▼

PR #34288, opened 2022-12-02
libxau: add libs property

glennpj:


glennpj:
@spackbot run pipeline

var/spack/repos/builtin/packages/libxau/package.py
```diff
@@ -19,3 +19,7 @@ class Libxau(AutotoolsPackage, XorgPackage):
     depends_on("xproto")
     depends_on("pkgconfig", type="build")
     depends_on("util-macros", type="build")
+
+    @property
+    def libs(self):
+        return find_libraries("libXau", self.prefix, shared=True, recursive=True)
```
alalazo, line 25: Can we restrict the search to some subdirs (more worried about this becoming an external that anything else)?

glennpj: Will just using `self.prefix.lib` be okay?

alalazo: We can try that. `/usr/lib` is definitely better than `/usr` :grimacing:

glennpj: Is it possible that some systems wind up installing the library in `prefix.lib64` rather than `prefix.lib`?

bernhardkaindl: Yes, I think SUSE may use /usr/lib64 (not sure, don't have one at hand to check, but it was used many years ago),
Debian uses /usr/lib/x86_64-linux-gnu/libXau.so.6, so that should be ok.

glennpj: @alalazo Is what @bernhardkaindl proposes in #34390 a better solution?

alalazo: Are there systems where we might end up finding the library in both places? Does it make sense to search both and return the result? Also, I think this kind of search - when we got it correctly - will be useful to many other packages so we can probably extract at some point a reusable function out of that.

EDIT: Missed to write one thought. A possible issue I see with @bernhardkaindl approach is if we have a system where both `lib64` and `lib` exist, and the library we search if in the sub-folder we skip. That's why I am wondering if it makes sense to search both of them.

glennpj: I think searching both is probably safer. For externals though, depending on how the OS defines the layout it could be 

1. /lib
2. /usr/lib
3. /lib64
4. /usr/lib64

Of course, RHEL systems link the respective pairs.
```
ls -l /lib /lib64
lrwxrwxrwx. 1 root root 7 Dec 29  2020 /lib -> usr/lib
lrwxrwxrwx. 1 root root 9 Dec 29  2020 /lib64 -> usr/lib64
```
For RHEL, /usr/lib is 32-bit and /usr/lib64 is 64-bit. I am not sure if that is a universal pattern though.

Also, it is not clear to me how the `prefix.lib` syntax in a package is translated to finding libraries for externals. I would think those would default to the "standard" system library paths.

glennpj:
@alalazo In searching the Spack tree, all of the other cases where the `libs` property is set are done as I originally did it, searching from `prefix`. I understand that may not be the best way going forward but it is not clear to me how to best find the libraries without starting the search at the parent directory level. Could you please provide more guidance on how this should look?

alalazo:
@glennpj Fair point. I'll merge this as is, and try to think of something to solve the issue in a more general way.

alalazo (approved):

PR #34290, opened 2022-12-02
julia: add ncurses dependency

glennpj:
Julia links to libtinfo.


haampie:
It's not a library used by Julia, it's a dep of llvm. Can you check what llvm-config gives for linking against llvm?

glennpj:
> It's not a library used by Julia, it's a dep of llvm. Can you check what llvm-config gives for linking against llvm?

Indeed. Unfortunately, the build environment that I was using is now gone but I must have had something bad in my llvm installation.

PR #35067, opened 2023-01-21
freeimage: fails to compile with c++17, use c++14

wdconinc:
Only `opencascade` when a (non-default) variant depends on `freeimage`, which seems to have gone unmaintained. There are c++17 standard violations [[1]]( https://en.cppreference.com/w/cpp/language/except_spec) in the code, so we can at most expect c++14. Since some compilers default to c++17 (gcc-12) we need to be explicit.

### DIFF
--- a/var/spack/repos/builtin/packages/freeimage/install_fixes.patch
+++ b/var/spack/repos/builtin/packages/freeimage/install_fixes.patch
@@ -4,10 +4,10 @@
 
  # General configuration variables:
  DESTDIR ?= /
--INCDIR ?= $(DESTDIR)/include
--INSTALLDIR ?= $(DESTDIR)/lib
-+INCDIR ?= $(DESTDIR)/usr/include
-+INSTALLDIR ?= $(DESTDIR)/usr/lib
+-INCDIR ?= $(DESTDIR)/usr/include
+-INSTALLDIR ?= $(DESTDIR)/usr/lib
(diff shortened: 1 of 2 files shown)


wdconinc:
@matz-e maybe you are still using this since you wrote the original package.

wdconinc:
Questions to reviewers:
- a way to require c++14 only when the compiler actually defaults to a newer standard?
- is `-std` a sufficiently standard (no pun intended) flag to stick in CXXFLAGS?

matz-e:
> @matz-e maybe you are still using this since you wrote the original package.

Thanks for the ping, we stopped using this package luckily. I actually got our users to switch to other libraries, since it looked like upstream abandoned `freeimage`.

▲

Assignment = Without omission, retype the full listing shown above.

Output of the task =
PR #34288, opened 2022-12-02
libxau: add libs property

glennpj:


glennpj:
@spackbot run pipeline

var/spack/repos/builtin/packages/libxau/package.py
```diff
@@ -19,3 +19,7 @@ class Libxau(AutotoolsPackage, XorgPackage):
     depends_on("xproto")
     depends_on("pkgconfig", type="build")
     depends_on("util-macros", type="build")
+
+    @property
+    def libs(self):
+        return find_libraries("libXau", self.prefix, shared=True, recursive=True)
```
alalazo, line 25: Can we restrict the search to some subdirs (more worried about this becoming an external that anything else)?

glennpj: Will just using `self.prefix.lib` be okay?

alalazo: We can try that. `/usr/lib` is definitely better than `/usr` :grimacing:

glennpj: Is it possible that some systems wind up installing the library in `prefix.lib64` rather than `prefix.lib`?

bernhardkaindl: Yes, I think SUSE may use /usr/lib64 (not sure, don't have one at hand to check, but it was used many years ago),
Debian uses /usr/lib/x86_64-linux-gnu/libXau.so.6, so that should be ok.

glennpj: @alalazo Is what @bernhardkaindl proposes in #34390 a better solution?

alalazo: Are there systems where we might end up finding the library in both places? Does it make sense to search both and return the result? Also, I think this kind of search - when we got it correctly - will be useful to many other packages so we can probably extract at some point a reusable function out of that.

EDIT: Missed to write one thought. A possible issue I see with @bernhardkaindl approach is if we have a system where both `lib64` and `lib` exist, and the library we search if in the sub-folder we skip. That's why I am wondering if it makes sense to search both of them.

glennpj: I think searching both is probably safer. For externals though, depending on how the OS defines the layout it could be 

1. /lib
2. /usr/lib
3. /lib64
4. /usr/lib64

Of course, RHEL systems link the respective pairs.
```
ls -l /lib /lib64
lrwxrwxrwx. 1 root root 7 Dec 29  2020 /lib -> usr/lib
lrwxrwxrwx. 1 root root 9 Dec 29  2020 /lib64 -> usr/lib64
```
For RHEL, /usr/lib is 32-bit and /usr/lib64 is 64-bit. I am not sure if that is a universal pattern though.

Also, it is not clear to me how the `prefix.lib` syntax in a package is translated to finding libraries for externals. I would think those would default to the "standard" system library paths.

glennpj:
@alalazo In searching the Spack tree, all of the other cases where the `libs` property is set are done as I originally did it, searching from `prefix`. I understand that may not be the best way going forward but it is not clear to me how to best find the libraries without starting the search at the parent directory level. Could you please provide more guidance on how this should look?

alalazo:
@glennpj Fair point. I'll merge this as is, and try to think of something to solve the issue in a more general way.

alalazo (approved):

PR #34290, opened 2022-12-02
julia: add ncurses dependency

glennpj:
Julia links to libtinfo.


haampie:
It's not a library used by Julia, it's a dep of llvm. Can you check what llvm-config gives for linking against llvm?

glennpj:
> It's not a library used by Julia, it's a dep of llvm. Can you check what llvm-config gives for linking against llvm?

Indeed. Unfortunately, the build environment that I was using is now gone but I must have had something bad in my llvm installation.

PR #35067, opened 2023-01-21
freeimage: fails to compile with c++17, use c++14

wdconinc:
Only `opencascade` when a (non-default) variant depends on `freeimage`, which seems to have gone unmaintained. There are c++17 standard violations [[1]]( https://en.cppreference.com/w/cpp/language/except_spec) in the code, so we can at most expect c++14. Since some compilers default to c++17 (gcc-12) we need to be explicit.

### DIFF
--- a/var/spack/repos/builtin/packages/freeimage/install_fixes.patch
+++ b/var/spack/repos/builtin/packages/freeimage/install_fixes.patch
@@ -4,10 +4,10 @@
 
  # General configuration variables:
  DESTDIR ?= /
--INCDIR ?= $(DESTDIR)/include
--INSTALLDIR ?= $(DESTDIR)/lib
-+INCDIR ?= $(DESTDIR)/usr/include
-+INSTALLDIR ?= $(DESTDIR)/usr/lib
+-INCDIR ?= $(DESTDIR)/usr/include
+-INSTALLDIR ?= $(DESTDIR)/usr/lib
(diff shortened: 1 of 2 files shown)


wdconinc:
@matz-e maybe you are still using this since you wrote the original package.

wdconinc:
Questions to reviewers:
- a way to require c++14 only when the compiler actually defaults to a newer standard?
- is `-std` a sufficiently standard (no pun intended) flag to stick in CXXFLAGS?

matz-e:
> @matz-e maybe you are still using this since you wrote the original package.

Thanks for the ping, we stopped using this package luckily. I actually got our users to switch to other libraries, since it looked like upstream abandoned `freeimage`.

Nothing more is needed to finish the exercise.